Many of the songs on the album are quite lengthy, but very focused as well. Is that something you set out to work on, or is it a result of a natural songwriting? Definitely natural song writing, but we never have any preconceptions of how long a song is to go for. Once the basics of a song has been laid down, we spend some time playing through it and either extend parts of remove parts, depending on what we see works best ­ but on lighter note it is really cool to write a long drawn out doom song hahahaha, it works wonders in maintaining a set mood. Are there any leftover tracks that were recorded but won’t be appearing on the album? There were some tracks in the works that didn’t make the album; it’s not anything to do with them not being quality enough to appear. It was just a matter of simply how much room we have on a CD. We don’t really go in for the 75minute long albums or anything like that. So those songs weren’t on this album, they will appear on future albums though. With such a contrast of vocals, from elegant and bright female vocals to rough and scream male vocals, the band seems to have no problem creating perfect harmony. Is this a difficult task? No, I wouldn’t say it’s difficult. We lay something basic for starters, usually these days we do a lot of our writing in front of the computer and have very rough tracks to start with, so the idea is down, and then we can start building the layers on top of that, and trying things out. Have you any favorite female metal singers playing around? “Lycanthia” has never really had any female vocalists that have inspired us specifially, however we do enjoy a lot of bands with female singers.
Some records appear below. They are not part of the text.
PR #617, opened 2021-02-16
Ignore coverage files generated during test runs

makusu2:
During test runs, new coverage files are generated, such as `.coverage.hostname.number.number`. They get deleted at the end of `tox`, but in the interest of not accidentally committing them during a `tox` run, they should be ignored.


makusu2:
@jpadilla there's not really any rush on this, but it should be a pretty easy PR. Bump

jpadilla (approved):

PR #620, opened 2021-02-27
Add missing exceptions.InvalidKeyError to jwt module __init__ imports.

aarcamp:
All other error classes are already here, so I'm assuming this was an oversight.


jpadilla (approved):
@aarcamp thanks! mind updating the CHANGELOG file as well?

A couple of my favourites being Lisa Johansson, “ex­Draconian” and Anneke van Giersbergen, “ex­The Gathering”. Do you consider your non­metal influences as important as your metal ones? Yeah, we definitely take all our influences as seriously as the others. Just as an example, some of my current influences go from "Primordial" and to another extent, recent "Anathema", which these days I wouldn’t put May 2013 I Milfits 'zine

LYCANTHIA into a category of Metal ­ but I draw influence from both equally. Obviously the classical influences come out in our music. It’s sometimes suggested bands are a product of their geography and environment, have your surroundings inspired or influenced you? I wouldn’t go to say that, I don’t think Sydney is the worst place to live and half an hour or so in each direction I can be on the coast or I can be up in the mountains, but definitely the fact that I have to go to work every day, money, society, politics, environmental problems; but these things would affect me anywhere that I could be living in the world. What do you think about the Australian Metal scene? Are there any bands that you specially like? I think the Australian Metal Scene is awesome, and very underrated. Here is a number of Australian bands that I enjoy, and anybody reading this should definitely check them out: “Subterranean Disposition”, “Myraeth”, “Futility”, “The Veil”, “Okera”, “The Eternal”, “Ne Obliviscaris”, “Be’Lakor”, “Avrigus”, “Cruciform”. What are the goals that you hope to achieve through “Lycanthia”? Long term: more albums, and hopefully to tour overseas. Short term: we will be touring a number of dates on the Australian East Coast, with label­mate “Subterranean Disposition”. Our album “Oligarchy” will be released in March 2013, world­wide, in a digipak format, through “Hypnotic Dirge Records”. In May we will be supporting Swiss band “Eluveitie” in Sydney, and then we will be spending some time focusing on completing songs for a new album. Any final thoughts or comments? I hope to see you all at one of our shows in the upcoming months, check out our website or facebook page for any Merch and information.


"Lycanthia" Interview (Milfits 'Zine Preview)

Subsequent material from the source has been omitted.